- [EXERCISE DIRECTIONS]
Print exactly the line with "A couple of" and every line after it, through the final line of the material below.

- [EXERCISE INPUT]
PR #1124, opened 2019-07-01
Adds metadata verification

chuckha:
Validate KEP metadata

`verify-all-metadata` is omitted from `verify` because `verify-all-metadata` is failing as there are many errors in metadata validation across old KEPs.

A couple of next few steps:

* fix the validations on every existing KEP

- [WRITTEN ANSWER]
A couple of next few steps:

* fix the validations on every existing KEP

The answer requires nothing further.